The present action is designed to enforce against the representative of Evans, the voluntary gift made by the instrument executed in favor of his sons, by a recovery of the money received by his administrator.

The money was received from the government of the United States by the administrator, King, under the act of congress of 5th July, 1834, 4 Stat. U.S. 563, which provided for liquidating and paying certain claims of the state of Virginia. The second section of the act directs payment to be made to the state of Virginia, from the treasury of the United States, of the amount of judgments which had been recovered against that state, in favor of the officers or representatives of officers of certain regiments and corps therein mentioned. The third section provides that the secretary of the treasury shall adjust and settle the claims for half pay of the officers of the same regiments and corps, who had not prosecuted their claims to judgment, but for which the state of Virginia would be bound upon the principles of the half pay cases decided by her court of appeals.

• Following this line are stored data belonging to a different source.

PR #1767, opened 2024-08-12
Port albert transformer checkpoint

cosmo3769:
Hi @mattdangerw @ariG23498,

Ported albert transformers checkpoint in kerasNLP. Please check. Thank you!

### DIFF
--- a/keras_nlp/src/utils/transformers/convert_albert.py
+++ b/keras_nlp/src/utils/transformers/convert_albert.py
@@ -1,0 +1,195 @@
+# Copyright 2024 The KerasNLP Authors
+#
+# Licensed under the Apache License, Version 2.0 (the "License");
+# you may not use this file except in compliance with the License.
+# You may obtain a copy of the License at
+#
+#     https://www.apache.org/licenses/LICENSE-2.0
+#
+# Unless required by applicable law or agreed to in writing, software
+# distributed under the License is distributed on an "AS IS" BASIS,
+# WITHOUT WARRANTIES OR CONDITIONS OF ANY KIND, either express or implied.
+# See the License for the specific language governing permissions and
+# limitations under the License.
+import numpy as np
+
+from keras_nlp.src.utils.preset_utils import HF_CONFIG_FILE
+from keras_nlp.src.utils.preset_utils import get_file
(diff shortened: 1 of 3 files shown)


keras_nlp/src/utils/transformers/convert_albert.py
```diff
@@ -0,0 +1,195 @@
...
+        keras_variable=backbone.embeddings_projection.kernel,
+        hf_weight_key="albert.encoder.embedding_hidden_mapping_in.weight",
+        hook_fn=lambda hf_tensor, _: np.transpose(hf_tensor, axes=(1, 0)),
+    )
+    loader.port_weight(
+        keras_variable=backbone.embeddings_projection.bias,
+        hf_weight_key="albert.encoder.embedding_hidden_mapping_in.bias",
+    )
+
+    keras_prefix = backbone.get_layer("group_0_inner_layer_0")
```
mattdangerw, line 75: this isn't really a prefix, it's a layer. maybe change the name?

keras_nlp/src/utils/transformers/convert_albert.py
```diff
@@ -0,0 +1,195 @@
...
+    hf_prefix = "albert.encoder.albert_layer_groups.0.albert_layers.0."
```
mattdangerw, line 76: Also, this seems two hardcoded. Both Keras and HF have config support for multiple groups, but this assumes that `num_hidden_groups=1` and maybe that `inner_group_num=1` too.

If it's easy to write this in such a way that we are not assuming those constants we should just do that. Otherwise, we should at least throw if `num_hidden_groups > 1` or `inner_group_num > 1`, which could be true for a user upload.

cosmo3769: Yeah. Makes sense. I have made changes to fix it. Does this approach works?

mattdangerw:
This looks good to me! I pushed some formatting fixes to limit line length, but will pull this in.

mattdangerw:
Here's a colab to test encoder style checkpoints like this if it's helpful https://colab.research.google.com/gist/mattdangerw/a1fedc952d28c8395021a94b77e75872/albert-test.ipynb

PR #1768, opened 2024-08-13
Port mistral transformer checkpoint

cosmo3769:
Hi @mattdangerw @ariG23498,

Ported mistral transformers checkpoint in kerasNLP. Please check. Thank you!


keras_nlp/src/utils/transformers/convert_mistral.py
```diff
@@ -0,0 +1,144 @@
...
+        "vocabulary_size": transformers_config["vocab_size"],
+        "num_layers": transformers_config["num_hidden_layers"],
+        "num_query_heads": transformers_config["num_attention_heads"],
+        "hidden_dim": transformers_config["hidden_size"],
+        "intermediate_dim": transformers_config["intermediate_size"],
+        "num_key_value_heads": transformers_config["num_key_value_heads"],
+        "rope_max_wavelength": transformers_config["rope_theta"],
+        "layer_norm_epsilon": transformers_config["rms_norm_eps"],
+        "sliding_window": transformers_config["sliding_window"],
+        "dtype": transformers_config["torch_dtype"],
```
mattdangerw, line 34: I don't think we should convert dtype. We don't for other models.

We will create a backbone with the default Keras floating point type, unless the user supplies their own arg. But we don't restore to the saved dtypes policy by default.

mattdangerw (commented):
Looks good overall! One comment.

Could you include a small colab showing generation just to verify this is working? Since we don't have numerics validation yet.

cosmo3769:
> Could you include a small colab showing generation just to verify this is working? Since we don't have numerics validation yet.

[Working demo Colab link](https://colab.research.google.com/drive/1qp-QeEzeTxy5xW5M_zX8hAsDBhvHc3NZ?usp=sharing)

keras_nlp/src/utils/transformers/convert_mistral.py
cosmo3769: Without dtype conversion, I am getting an error: `DTypePromotionError: The DTypes <class 'numpy.dtypes.Float16DType'> and <class 'numpy.dtype[bfloat16]'> do not have a common DType. For example they cannot be stored in a single array unless the dtype is object.`

mattdangerw: Interesting. I think this is something we will have to solve during weight conversion, and not by sticking this value in the config. I will take a look.

ariG23498: @mattdangerw do you think this would be a better place to keep the check?
https://github.com/keras-team/keras-nlp/blob/f80fbfd0eaeee7a9e63a4c98a81ff8aba5506f3e/keras_nlp/src/utils/transformers/safetensor_utils.py#L97


We can check if the dtypes match here -- if there is a conversion needed, warn the user that there is a type conversion happening at this stage to port the weights and then continue?

cosmo3769: @ariG23498 Makes sense. 💡

keras_nlp/src/utils/transformers/convert_mistral_test.py
```diff
@@ -0,0 +1,27 @@
...
+import pytest
+
+from keras_nlp.src.models.mistral.mistral_causal_lm import MistralCausalLM
+from keras_nlp.src.tests.test_case import TestCase
+
+
+class TestTask(TestCase):
+    @pytest.mark.large
+    def test_convert_tiny_preset(self):
+        model = MistralCausalLM.from_preset("hf://mistralai/Mistral-7B-v0.1")
```
mattdangerw, line 23: This is too big to run in our automated testing regularly. @ariG23498 can you detail what you did to make `hf://ariG23498/tiny-gemma-test`?

keras_nlp/src/utils/transformers/convert_mistral.py
mattdangerw: I would actually think any type conversion should happen inside of the `assign` call. I tried removing this dtype line and could not reproduce the error. Is this only on a specific backend?

https://github.com/keras-team/keras/blob/413f859d892394f584fcdd61b41d13e5999242a3/keras/src/backend/common/variables.py#L224

I don't think we need to warn that type conversion is happening. Loading a half precision save at full precision or vice versa is quite common.

mattdangerw:
Main thing we need before we merge is a smaller test case. Left a common on the big chain though, still not sure exactly where things are breaking if you remove dtype from the config.

keras_nlp/src/utils/transformers/convert_mistral_test.py
ariG23498: [Here](https://colab.research.google.com/gist/ariG23498/e1b55659c3cfbdc3266c58497b3a4814/generic-model-build.ipynb) is a detailed code to build a small test model and how to upload that to hub.

@cosmo3769 could you take a look at it?

cosmo3769: @ariG23498 Sure.

cosmo3769:
Added tiny-mistral test.

keras_nlp/src/utils/transformers/convert_mistral.py
mattdangerw: So we can just remove this line right? I'll give that a try, and land if things look good.

cosmo3769: Yeah, I checked it now by removing this line. It works.

mattdangerw (approved):
Lgtm! Will merge after test runs

cosmo3769:
Resolved the merge conflict.

mattdangerw:
Jax failure is from https://github.com/keras-team/keras-nlp/pull/1783, but this one looks good. Pulling this in!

Under this act, Jesse Evans, as a captain, was entitled to receive from the government of the United States, $240 a year, as his half pay for life. There is nothing in the act that prohibits [529] the transfer of the right to this allowance of half pay, nor any direction as to the persons who shall receive it, in case of the death of the officer. Whether there is any provision in the act of the legislature of Virginia, affecting the question of succession to the rights of a deceased officer, we have not now the means of ascertaining.

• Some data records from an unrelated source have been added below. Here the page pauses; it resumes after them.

PR #1770, opened 2024-08-14
Limit the default sequence length to 1024 for all models

mattdangerw:
Pretrained models are supporting larger and larger sequence lengths. In gemma's case this is a particular nasty gotcha, as very few people have the compute resources to actually train on 8000 token long sequences.

I think it might be the more user friendly approach to lower our default sequence length to 1024. This won't prohibit users from setting a longer sequence length, but it will lessen the unpleasant gotcha of suddenly using a ton of VRAM when training.

We should still almost always document setting the sequence length in our code examples, as it's something the user generally should think about when fine-tuning or generating.

### DIFF
--- a/keras_nlp/src/models/bloom/bloom_preprocessor.py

We proposed, at first, deciding the questions discussed at the bar, which involve the merits of this controversy, but subsequent reflection has produced doubts whether those questions are presented upon the present record as fully and fairly as they might be. It is incidentally mentioned, that the assignees of Jesse Evans have received a considerable sum of money from the government, under the deed of their father, but it does not appear whether the government recognized them as assignees and paid the money to them as their own, under the deed of their father, or whether it was received from the government in the name of their father, Jesse Evans. The fact that the government recognized their right to the money under the deed of their father, and paid it to them, may have great influence in determining the questions now presented by the defendant in opposition to their present claim. If they were treated by the government as entitled to the money under the deed, or if, according to the practice of the department, they could have received the money, claiming it under that deed, it would be difficult to resist the conclusion that the transfer was in itself complete and their right perfect. In the absence of such evidence, the defendant, the legal representative of Jesse Evans, is shown to have received the money.

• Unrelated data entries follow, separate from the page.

PR #1777, opened 2024-08-15
Consistent preprocessing output on all backends

mattdangerw:
Old behavior:
- On TF backend, raggeds and strings returned as tf tensors.
- On Jax/Torch backends, raggeds and strings returned as lists.
- Preprocessing functions outside of `__call__`, like `tokenize()`, `detokenize()`, `generate_preprocess()`, will always return tf tensors on all backends.

This made it hard to write backend agnostic code. TF shows up in random places, and if you are flipping from tf -> jax or vice versa you have to switch between handling tensors and lists.

New behavior:
- On all backends for all preprocessing functions, raggeds and strings are returned as lists.
- Inside a `tf.data` call or tf compiled function, preprocessing layers always output tf.tensors.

1. Whatever may be the right of the plaintiff to recover the money from the defendant, we will take the payment to have been rightly made in the first instance to the administrator by the government, unless the contrary is shown, and then we hold, that before the person who received the money as administrator, was sued by the plaintiff, there should have been a demand made upon him for its payment. The want of a demand appears to have been the ground of decision in the Circuit [530] Court, upon which the plaintiff suffered a nonsuit. That decision, upon the state of the evidence, was correct, and the judgment is affirmed.